Les choses ne sont en tout cas pas prêtes de s'améliorer via des actions de l'intérieur si leurs réponses sont représentatives d'une moyenne des devs, d’où le coté un peu tristoune de cet article ...  ::cry:: 

--------------------------------------------------------------

Sinon l'article de Noel Malware était particulièrement sympathique et le numéro de très bonne facture en général.

----------


## M.Rick75

Je n'ai pas encore lu l'article (j'suis à la bourre, j'attaque juste ce numéro) en question mais ta réaction par rapport à celui-ci m'a donné très envie. Ce serait cool que t'ais l'avis de membres de la rédac.

----------


## Rouxbarbe

> Je n'ai pas encore lu l'article (j'suis à la bourre, j'attaque juste ce numéro) en question mais ta réaction par rapport à celui-ci m'a donné très envie. Ce serait cool que t'ais l'avis de membres de la rédac.


Hey mais... Il n'y aurait pas une émission de prévue au moins d'avril pour les interpeller là-dessus ?  ::w00t:: 

 :;):

----------


## M.Rick75

Oui, c'est vrai. Ils vont peut-être revenir dessus, comme tu dis, vu que ça correspond à l'acutalité du mag. Est-ce qu'ils vont s'étendre dessus, je sais pas vu qu'ils en avaient déjà un peu parlé, dans l'émission précédente, à partir du commentaire d'Aurélien Regard, dev d'Away entre autre, ce qui a lancé l'idée de faire un article sur ces questions).

Après, je trouve pas que Twitch permette de dire un truc très argumenté (du côté des spectateurs), construit. Tu interpelles (et tu n'es lu que si t'as du bol ou si tu agites suffisamment longtemps les bras) mais t'as pas vraiment un échange non plus.
Je trouvais que la manière de le poser par Nilsou est intéressante (enfin, moi ça m'a intéressé).
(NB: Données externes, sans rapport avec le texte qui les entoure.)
PR #11796, opened 2024-05-17
feat(back-to-top-btn): adding shadow part so that the component can b…

bruno-amorim:
…e styled from outside shadow

### Related Ticket(s)

[ADCMS-5035](https://jsw.ibm.com/browse/ADCMS-5035)

### Description

Adding a shadow "part" attribute so that the Back to Top Component can be styled from outside the shadow tree.

### Changelog

New shadow part attribute added to Back to Top component.
Snapshots updated.

### DIFF
--- a/packages/web-components/src/components/back-to-top/back-to-top.ts
+++ b/packages/web-components/src/components/back-to-top/back-to-top.ts
@@ -169,6 +169,7 @@ class C4DBackToTop extends HostListenerMixin(StableSelectorMixin(LitElement)) {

nb: Après je sais bien aussi qu'ils ont leur taf et qu'ils s'expriment déjà au travers de leurs articles ou de l'émission. Je pense que certains ne lisent jamais le forum (Ackboo) et ceux qui viennent régulièrement (Kahn pour les bans, Izual sur les news ou les trucs falloutiens, Sebum pour les trucs d'avions, Noël Malware) ne participent pas non plus au même niveau que les forumeurs de CPC (ce qui prend du temps, je comprends tout à fait qu'il ne le prenne pas, ou pas autant).

----------


## Nilsou

Vu que l'article est due à des réactions des devs après un précédents discours de la rédaction qui critiquait un poil les devs (je sais plus si c'était un article ou sur l'émission mais peu importe) je suis pas certains qu'ils aient envie d'en rajouter une couche  ::P:  Si ils rajoutent de la critique des devs dans cet échange ils prennent le risque de se reprendre une volée de bois vert  ::P:  
Ce serait peut-être risqué de leur part de s'enfoncer dans des débats la dessus ?  ::huh:: 

Bon après je dis ça mais ils continuent à faire des blagues sur Star Citizen alors qu'ils reçoivent des insultes par tonneaux, donc ils n'ont peur de rien  ::P:

----------


## Blackogg

> Bon après je dis ça mais ils continuent à faire des blagues sur Star Citizen alors qu'ils reçoivent des insultes par tonneaux, donc ils n'ont peur de rien


En même temps, un backer de Star Citizen qui s'énerve, il va faire quoi ? Leur envoyer de l'argent ?  ::ninja::

----------


## gros_bidule

J'ai trouvé les réponses des devs au contraire très intelligentes, moins que les propos de CPC. 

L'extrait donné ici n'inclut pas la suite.